Fascin2 regulates cisplatin-induced apoptosis in NRK-52E cells

Abstract

Previous studies have shown that the aging kidney has a marked loss of α(E)-catenin in proximal tubular epithelium. α-Catenin, a key regulator of the actin cytoskeleton, interacts with a variety of actin-binding proteins. Cisplatin-induced loss of fascin2, an actin bundling protein, was observed in cells with a stable knockdown of α(E)-catenin (C2 cells), as well as in aging (24 mon), but not young (4 mon), kidney. Fascin2 co-localized with α-catenin and the actin cytoskeleton in NRK-52E cells. Knockdown of fascin2 increased the susceptibility of tubular epithelial cells to cisplatin-induced injury. Overexpression of fascin2 in C2 cells restored actin stress fibers and attenuated the increased sensitivity of C2 cells to cisplatin-induced apoptosis. Interestingly, fascin2 overexpression attenuated cisplatin-induced mitochondrial dysfunction and oxidative stress in C2 cells. These data demonstrate that fascin2, a putative target of α(E)-catenin, may play important role in preventing cisplatin-induced acute kidney injury.

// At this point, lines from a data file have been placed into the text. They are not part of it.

PR #1732, opened 2018-03-23
[backport ipa-4-6] upgrade: Run configuration upgrade under empty ccache collection

abbra:
Manual backport for ipa-4-6 as KCM is also a default ccache type in Fedora 27

Use temporary empty DIR-based ccache collection to prevent upgrade
failures in case KCM: or KEYRING: ccache type is used by default in
krb5.conf and is not available. We don't need any user credentials
during upgrade procedure but kadmin.local would attempt to resolve
default ccache and if that's not available, kadmin.local will fail.

Fixes: https://bugzilla.redhat.com/show_bug.cgi?id=1558818

### DIFF
--- a/ipaserver/install/server/upgrade.py
+++ b/ipaserver/install/server/upgrade.py
@@ -11,6 +11,8 @@ import shutil
 import pwd
 import fileinput
 import sys
+import tempfile
+from contextlib import contextmanager
 from augeas import Augeas
 import dns.exception
 from ipalib import api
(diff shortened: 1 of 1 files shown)


tiran:
This is a manual backport of #1725 to 4.6.

tiran:
ipa-4-6:

* 7645dc26b4cfd91cc4e1a9ebdb6f627b6da46a2a upgrade: Run configuration upgrade under empty ccache collection

PR #1733, opened 2018-03-23
Corrected the size of the user profile-menu in the utility navbar.

edward-of-clt:
Rather minor, but it has bothered me since day of using IPA. Pushing upstream.

Before:
image

After: 
image


pvoborni:
@rcritten this issue is that the bar with username is higher and thus a separator line on the left of username doesn't go till the bottom end of the bar.

Anway, upstream and Fedora uses a variant with a blue bar on the top. The screenshot has a red bar. So it suggests that either RHEL or CentOS is used. Given that there is "FreeIPA" and not "Identity management" I'd say CentOS.  But I don't see the issue on FreeIPA upstream master. So the issue is either in RHEL branding patch or CentOS branding patch.  Afaik RHEL's 'Identity management' logo has smaller height then "FreeIPA" logo CentOS uses and that might be the culprit. CentOS replaced logo but not branding CSS. I don't think this issue can be fixed here - upstream. It needs to be fixed on CentOS side.

Even though it doesn't apply here, I'll just describe how a CSS change would be done upstream:

The patternfly.css FreeIPA uses is built using `install/ui/util/make-patternfly.sh` it uses `install/ui/less/patternfly.less` which require patternfly, bootstrap and font-awesome sources codes in related directory.  Any change done outside of this procedure would be eventually lost.

FreIPA specific CSS modifications can be done in less files imported in `install/ui/less/ipa.less`

edward-of-clt:
Thanks for the clarification @pvoborni.

rcritten:
@pvoborni so what should we do with this PR?

pvoborni:
Closing based on previous comments.

PR #1884, opened 2018-04-30
Add absolute_import to test_authselect

stlaz:
This is to keep backward compatibility with Python 2


tiran:
master:

* d5e5bd501c8ed8df72562a9acdef922eaa00206e Add absolute_import to test_authselect

PR #1886, opened 2018-04-30
group-del: add a warning to logs when password policy could not be re…

abbra:
…moved

When a user with sufficient permissions creates a group using ipa
group-add and then deletes it again with group-del ipa gives an
Insufficient access error, but still deletes the group.

This is due to a need to remove an associaed password policy for the
group. However, a password policy might be inaccessible to the user
(created by a more powerful admin) and there is no way to check that it
exists with current privileges other than trying to remove it.

Seeing a Python exceptions in the Apache log without explanation is
confusing to many users, so add a warning message that explains what
happens here.

Fixes: https://pagure.io/freeipa/issue/6884

### DIFF
--- a/ipaserver/plugins/group.py
+++ b/ipaserver/plugins/group.py
@@ -20,6 +20,8 @@
 
 import six
 
+import logging
+
 from ipalib import api
 from ipalib import Int, Str, Flag
 from ipalib.constants import PATTERN_GROUPUSER_NAME
@@ -47,6 +49,8 @@ from ipapython.dn import DN
 
 if six.PY3:
     unicode = str
+
+logger = logging.getLogger(__name__)
 
 if api.env.in_server and api.env.context in ['lite', 'server']:
     try:
@@ -366,7 +370,16 @@ class group_del(LDAPDelete):
     def post_callback(self, ldap, dn, *keys, **options):
         assert isinstance(dn, DN)
         try:
+            # A user removing a group may have no rights to remove
+            # an associated policy. Make sure we log an explanation
+            # in the Apache logs for this.
             api.Command['pwpolicy_del'](keys[-1])
+        except errors.ACIError:
+            logger.warning(
+                "While removing group %s, user lacked permissions "
+                "to remove corresponding password policy. This is "
+                "not an issue and can be ignored.", keys[-1]
+            )
         except errors.NotFound:
             pass
 


rcritten:
LGTM. This is best solved once we get a notification system so we can notify an admin of an orphaned password policy but this is at least a step forward in both usability and notification.

pvoborni:
@rcritten we have a notification system, check `ipalib/messages.py`. Removed ACK label to think about this option.

Example of usage:
```python
# in warning.py:

class BrokenTrust(PublicMessage):
    """
    **13018** Trust for a specified domain is broken
    """

    errno = 13018
    type = "warning"
    format = _("Your trust to %(domain)s is broken. Please re-create it by "
               "running 'ipa trust-add' again.")


# elsewhere
   from ipalib.messages import (add_message,  BrokenTrust)


   add_message(
        options['version'],
        result,
       BrokenTrust(domain=entry.single_value['cn'])
   )
```

It is then displayed also in Web UI in a similar manner as e.g.  "User added" notification.

rcritten:
@pvoborni sorry, I mean some sort of administrative notification system.

There has been a long-standing request to be able to be notified of things like new users so directories can be created, etc. I've always pictured it as a sort of AMQP queue.

For this particular patch the user doing the delete may have no idea whether there is a password policy or not so alerting them to it wouldn't be much of an improvement over the insufficient access error IMHO. What would it say, "There might be an orphaned password policy due to this delete, alert your administrator?"

Logging is a good first step and an administrator could watch the logs for things like this and verify that any associate password policy has been deleted.

rcritten:
Are we all good to ack and push this?

ipaserver/plugins/group.py
```diff
@@ -366,9 +370,16 @@ def pre_callback(self, ldap, dn, *keys, **options):
     def post_callback(self, ldap, dn, *keys, **options):
         assert isinstance(dn, DN)
         try:
+            # A user removing a group may have no rights to remove
+            # an associated policy. Make sure we log an explanation
+            # in the Apache logs for this.
             api.Command['pwpolicy_del'](keys[-1])
-        except errors.NotFound:
-            pass
+        except (errors.NotFound, errors.ACIError) as e:
```
tiran: I'd prefer if you replace the isinstance check with two separate except blocks:

```
        try:
            ...
        except errors.ACIError as e:
            logger.warning(
                "While removing group %s, user lacked permissions "
                "to remove corresponding password policy. This is "
                "not an issue and can be ignored.", keys[-1]
            )
        except errors.NotFound:
            pass
```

Keywords: Actin; Aging; Apoptosis; Fascin2; Mitochondria; α-Catenin.

Fig. 1.

Fascin2 Expression is Decreased During Acute Injury. A. A loss of fascin2 protein expression was seen in C2, but not NT3, cells following challenge with 150 μM cisplatin for 12–24 h. B. Densitometric analysis of three replicate experiments; protein expression is shown as the fold decrease from control (C2, 0 h). Each data point represents the mean + SE of three samples, * indicates a significant difference from control. C. Fascin2 expression is decreased in aged (24 mon), but not young (4 mon) kidney 72 h (peak of injury) after cisplatin challenge (2.75 mg/kg). Each lane is a sample from an individual rat. D. Densitometric analysis of four replicate experiments; protein expression is shown as the fold decrease from control (4 mon control). Each data point represents the mean + SE of four samples, * indicates a significant difference from control.

Fig. 2.

Fascin2 Colocalizes with α-Catenin and the Actin Cytoskeleton; Overexpression of Fascin2 Rescues Stress Fibers in C2Cells. A. Immunofluorescence images (60x) of NRK-52E cells treated with rabbit anti-fascin2 (red), FITC-phalloidin (green) or anti-α-catenin (green) and DAPI (blue) demonstrates that fascin2 colocalizes with both actin and α-catenin. B. Overexpression of fascin1 (C2/Fscn1) or fascin2 (C2/Fscn2) in C2 cells. C. Phalloidin staining demonstrates increased actin stress fibers in C2/Fscn2 cells, while the bottom panel shows stress fibers using cell surface scanning with AFM. (For interpretation of the references to colour in this figure legend, the reader is referred to the web version of this article.)

Fig. 3.

Fascin2 Knockdown Increases Susceptibility to Cisplatin-Induced Nephrotoxicity. A. shRNA knockdown of fascin2 expression by four different targeting constructs; significant knockdown was seen with A1, B1, and D1 constructs. The impact on fascin1 and fascin2 expression is shown in B. C. Cell viability was determined by the MTT assay in cells treated 150 μM cisplatin for the indicated time periods. The results are presented as the percent viability of untreated NRK/V1 cells in SF media. D. The activities of caspase 3/7 in cells treated with 150 μM cisplatin for the indicated time periods were determined by luminescence. Data points represent the mean ± SE of four samples; *indicates a significant difference from control; similar results were seen in replicate experiments.

Fig. 4.

Fascin2 Rescues the Increased Susceptibility to Cisplatin-Induced Nephrotoxicity. A. Overexpression of fascin2 attenuates loss of viability in C2 cells relative to NT3. B. Overexpression of fascin2 attenuates markers of apoptosis in C2 cells, including BID, PARP cleavage and Bcl-2 expression. C. Activation of caspase3/7 is decreased in C2 cells by fascin2 overexpression. Data points represent the mean ± SE of four samples; *indicates a significant difference from control; similar results were seen in replicate experiments.

Fig. 5.

Fascin2 Rescues Mitochondrial Dysfunction in Cisplatin-Induced Nephrotoxicity. A. Fascin2 attenuates loss of ATP following cisplatin challenge. B. Oxygen consumption of complex I and II in C2 cells is corrected by fascin2 overexpression. C. Cisplatin induces increased oxidative stress in C2 cells; an effect attenuated by fascin2. Data points represent the mean ± SE of 12 replicates; *indicates a significant difference from control (NT3/V).